Прошло довольно много времени, прежде чем он услышал по ее замедлившемуся дыханию, что она спит.
И так получилось, что в период между Днем благодарения и Рождеством преподобный Кэски повидал всех членов своей конгрегации, посетив дом за домом, поочередно, почти так же, как сделал это, когда впервые приехал в Вест-Эннет. Он приходил по вечерам, спокойно беседовал с прихожанами, и они не могли не вспоминать, как он посещал их много лет тому назад, молодой, широкоплечий и общительный, а его хорошенькая, рассеянная жена выглядела совсем не такой, как они ожидали. Теперь он сидел, наклонившись вперед, опершись локтями о колени, по-прежнему внимательный слушатель, но его внешний вид выдавал усталость прошедших лет. Он по-прежнему мог смеяться так, что загорались его синие глаза, по-прежнему наклонял набок голову, прислушиваясь к тому, что ему говорят, но он стал старше, и, когда он поднимался, чтобы уйти, его шаги уже не были такими энергичными, как в прежние годы.

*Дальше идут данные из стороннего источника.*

Issue #1085, opened 2019-03-25
Make flux.Spec private


nathanielc:
This is a parent issue for all the tasks needed to make the flux.Spec and internal detail only.

Other issues will be linked to this issue.

wolffcm:
Related issue to make the planner to provide a builder and convenient interface:
https://github.com/influxdata/flux/issues/1097

wolffcm:
I created this issue to update all clients to use `ASTCompiler` instead of `SpecCompiler`:
https://github.com/influxdata/influxdb/issues/12928

wolffcm:
Issue to deal with dependencies with new `Compiler` interface.
https://github.com/influxdata/flux/issues/1126

jsternberg:
This is effectively private and we'll talk more about what should be done as we begin work on the IR language refactor in the future.

PR #1095, opened 2019-03-26
refactor(lang): Update Compiler interface to produce a Program

### LINKED ISSUE #1086: Change flux.Compiler interface to remove Spec
The compiler interface should not expose the Spec.

The interface should look like:

```
type Compiler interface {
    Compile(context.Context, Request) (Program,error)
}
```

Where Program is:

```
type Program interface {
    // Starts execution of the program and returns immediately
    // As results are produced they arrive on the channel, the program is finished once the result channel is closed and all results have been consumed.
    Start(context) (<-chan flux.Result, error)
}
```

Previously the results returned from execution where a `map[string]flux.Result` but that is no longer a valid return value since an undetermined number of Results may be produced. A result knows it own name so the map is not needed. 

Also of note is that multiple results can be read off the channel before the results themselves are fully consumed. So while the retrieval of the results is serial the results can still be consumed concurrently. 

This is part of #1085

wolffcm:
I did as little as possible to enable the vanilla Flux REPL to work.

Unit tests are not yet passing, I thought I would get feedback before I went to the trouble of fixing them to avoid unnecessary work.

I made `Controller.Query()` just trivially compile and run the `Program` produced by its `Compiler` argument.  As a result, `Controller.compileQuery` is totally unneeded now and caused compiler errors, so I just deleted its body.

Fixes #1086.

### Done checklist
- [ ] docs/SPEC.md updated
- [ ] Test cases written

### DIFF
--- a/lang/compiler.go
+++ b/lang/compiler.go
@@ -6,6 +6,9 @@ import (
 
 	"github.com/influxdata/flux"
 	"github.com/influxdata/flux/ast"
+	"github.com/influxdata/flux/execute"
+	"github.com/influxdata/flux/memory"
+	"github.com/influxdata/flux/plan"
 )
 
 const (
@@ -38,8 +41,21 @@ type FluxCompiler struct {
 	Query string `json:"query"`
 }
 
-func (c FluxCompiler) Compile(ctx context.Context) (*flux.Spec, error) {
-	return flux.Compile(ctx, c.Query, time.Now())
+func (c FluxCompiler) Compile(ctx context.Context) (flux.Program, error) {
+	spec, err := flux.Compile(ctx, c.Query, time.Now())
+	if err != nil {
+		return nil, err
+	}
+
+	planner := (&plan.PlannerBuilder{}).Build()
+	ps, err := planner.Plan(spec)
+	if err != nil {
+		return nil, err
+	}
+
+	return Program{
+		ps: ps,
+	}, err
 }
 
 func (c FluxCompiler) CompilerType() flux.CompilerType {
@@ -51,9 +67,18 @@ type SpecCompiler struct {
 	Spec *flux.Spec `json:"spec"`
 }
 
-func (c SpecCompiler) Compile(ctx context.Context) (*flux.Spec, error) {
-	return c.Spec, nil
+func (c SpecCompiler) Compile(ctx context.Context) (flux.Program, error) {
+	planner := (&plan.PlannerBuilder{}).Build()
+	ps, err := planner.Plan(c.Spec)
+	if err != nil {
+		return nil, err
+	}
+
+	return Program{
+		ps: ps,
+	}, err
 }
+
 func (c SpecCompiler) CompilerType() flux.CompilerType {
 	return SpecCompilerType
 }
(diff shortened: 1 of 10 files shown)


lang/compiler.go
```diff
@@ -79,3 +114,45 @@ func (ASTCompiler) CompilerType() flux.CompilerType {
...
+	if err != nil {
+		return nil, err
+	}
+
+	return &Query{
+		rmap: rmap,
+	}, nil
+}
+
+// TODO(cwolff): There should be an easy method presented by the plan package to do this.
```
nathanielc: Agreed can you create an issue to track fixing this? And link it to the parent #1085 issue so we track it as part of this whole process?

query.go
```diff
@@ -6,10 +6,6 @@ import (
 
 // Query represents an active query.
 type Query interface {
```
nathanielc: I would have expected the Ready method to need to change to be a `<-chan Result` instead of a `<-chan map[string]Result`. The difference being that now the Ready channel can produce more than one set of results. In fact the name Ready is inaccurate now since its not about the query being ready but just a mechanism to deliver results.

If this should be a follow up PR that is fine, lets create an issue for it.

lang/compiler.go
wolffcm: I went ahead and did the work for this:
https://github.com/influxdata/flux/pull/1096
I was planning on merging it to master, and then rebasing this branch when it lands.

wolffcm:
@jsternberg 
> I like most of the PR, but I want to see if we can modify the interface so that the program potentially accepts an executor instead of creating its own.

@nathanielc mentioned that he doesn't think that `Start` should accept an `Executor` but I think that was more with respect to dependencies, rather than resource management.  It does seem like resource management needs to be handled somehow.

jsternberg:
Yea, I don't care too much about the execution itself, but just found executor to be a useful abstraction for that. Maybe we could make the dispatcher and memory allocator into interfaces in the flux package and pass those specifically? Or we can create a new `flux.ResourceManager` interface.

```
type ResourceManager interface {
    Allocator() *memory.Allocator // or the arrow allocator
    Dispatch(ctx context.Context, fn func()) // access to the dispatcher
}
```

wolffcm:
I pushed a commit that addresses feedback:
- `Program.Start` method now takes a `*memory.Allocator` as a parameter.  Nathaniel and I talked about making this more general but for now this will work.  
- I made `Query.Ready` return `chan Result`

query.go
```diff
@@ -6,14 +6,10 @@ import (
...
-	// Spec returns the spec used to execute this query.
-	// Spec must not be modified.
-	Spec() *Spec
-
 	// Ready returns a channel that will deliver the query results.
 	// Its possible that the channel is closed before any results arrive,
 	// in which case the query should be inspected for an error using Err().
-	Ready() <-chan map[string]Result
+	Ready() <-chan Result
```
nathanielc: Can you rename this from `Ready` to `Results` or something similar? Ready implies that it fires once which is no longer the case.

result_iterator.go
```diff
@@ -48,26 +48,32 @@ func (r *queryResultIterator) More() bool {
...
+
+	r.nextResult = nr
+	return true
 }
 
 func (r *queryResultIterator) Next() Result {
-	return r.results.Next()
+	if r.nextResult == nil {
+		r.nextResult = <-r.query.Ready()
+	}
```
nathanielc: Next is allowed to panic if More returns `false` and `Next` is called. That means that this check is not necessary and could possibly lead to odd bugs.

wolffcm: I don't think that would quite get the behavior we want, but you're right there's logic errors here. I added a new commit (with comments) that addresses them.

Он нанес визит Мэри Ингерсолл с мужем, расспросил их об их родителях, о годах учебы в колледже. Он казался совершенно другим человеком по сравнению с тем, каким Мэри видела его в школе, и она снова почувствовала, что обескуражена, даже испугана, но иначе, не так, как раньше. Впрочем, потом и она, и ее муж согласились, что Тайлер выбрал верный тон: он не был сверхпочтителен и не старался понравиться, был просто вежливым и усталым и явно искренне интересовался их возможными нуждами. «Может быть, мы могли бы перенести воскресную службу с десяти на одиннадцать часов, чтобы те, кто много работает всю неделю, успевали выспаться. Но вы приходите когда хотите — ведь в этом и есть смысл церкви, чтобы человек приходил туда, когда ему это нужно».
Вот таким образом и было решено — и городом, и самим Тайлером, — что он остается в Вест-Эннете, по крайней мере на какое-то время. (Женщина из аптеки в церкви больше не появлялась, и среди прихожан все еще оставались такие, кто задавался вопросом: где же Тайлер найдет себе жену?) Тайлер и сам задавал себе тот же вопрос, но более всего он испытывал невероятное облегчение оттого, что его дочери теперь вместе, и еще величайшее смущение оттого, что его прихожане так его любят.
Каждую неделю он ездил навестить Конни в тюрьме. Он отвез ей книги и свитер и несколько пар носков, поскольку шериф сказал ему, что разрешается это делать. Иногда Адриан ездил туда вместе с ним, иногда он отправлялся в тюрьму один. Однажды Конни призналась ему шепотом, хотя они были одни в комнате для посещений, что порой подумывает о том, чтобы «покончить со всем этим», и он взял обе ее руки в свои и просил этого не делать.
— Если вы будете навещать меня, — сказала она, — я смогу жить. И Адриан тоже. То есть если он тоже не бросит меня навещать. Только ведь надо будет гораздо дольше ехать, когда меня переведут в Скаухиган.
— А разве Адриан сказал, что больше не будет приезжать?
— Нет.
— Тогда ладно. И я тоже не перестану.